23. The process according to claim 22, wherein at least one of said nonlinear crystals (Ci) and (Ci+‘) has both optical apertures cut with a radius of curvature such as to focus and / or collimate the optical fields.
24. The process according to claim 14, characterized in that it is implemented without the use of a resonance chamber or optical resonators or without the use of a resonant optical cavity.
25. The process according to claim 14, characterized in that the actuator is configured to control the relative phase between the fundamental radiation and the second harmonic when they travel along the same optical path.

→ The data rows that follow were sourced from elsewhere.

PR #508, opened 2020-02-23
clang-tidy

angriman:
[clang-tidy](https://clang.llvm.org/extra/clang-tidy/index.html) is a very powerful tool to detect programming errors that are generally not detected by compilers, and it is easy to integrate with CMake.
I think that it would be a good idea to integrate it into our CI system: it would help us fixing existing programming errors (such as the ones fixed recently by @cndolo), and avoiding introducing new ones in future PRs.

If you agree with that, we might want to discuss about which [checks](https://clang.llvm.org/extra/clang-tidy/checks/list.html) should we use.

### DIFF
--- a/.clang-tidy
+++ b/.clang-tidy
@@ -1,0 +1,87 @@
+Checks: >
+    -*,
+    bugprone-assert-side-effect,
+    bugprone-branch-clone,
+    bugprone-copy-constructor-init,
+    bugprone-dangling-handle,
+    bugprone-dynamic-static-initializers,
+    bugprone-exception-escape,
+    bugprone-fold-init-type,
+    bugprone-forward-declaration-namespace,
+    bugprone-forwarding-reference-overload,
+    bugprone-inaccurate-erase,
+    bugprone-incorrect-roundings,
+    bugprone-integer-division,
+    bugprone-misplaced-widening-cast,
+    bugprone-move-forwarding-reference,
+    bugprone-multiple-statement-macro,
+    bugprone-parent-virtual-call,
+    bugprone-swapped-arguments,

26. An apparatus for the generation of a second harmonic radiation from a fundamental radiation, comprising:one or more nonlinear crystals, arranged in series along a direction of propagation of the fundamental radiation, that satisfy the condition of second harmonic generation through noncritical phase matching, wherein the electromagnetic fields of the fundamental and of the second harmonic of the radiation are made to pass several times through said nonlinear crystal if a single nonlinear crystal has been provided, or said fundamental radiation being made to pass at least once through said nonlinear crystals if several nonlinear crystals have been provided;an optical phase actuator, positioned along the direction of propagation of the fundamental radiation, and passing through it both said fundamental radiation and said second harmonic radiation; said optical actuator being configured to control the relative phase Δφ=φω−φ2ω present between a fundamental electromagnetic field (Eω) with an angular frequency (ω) of the fundamental radiation and a second harmonic electromagnetic field (E2ω) with an angular frequency (2ω) derived from the fundamental radiation as a result of the passage of the latter through said one or more nonlinear crystals, and also passing through said optical phase actuator,characterised in that said optical phase actuator is configured to vary its parameters according to what is defined in one or more of the preceding claims.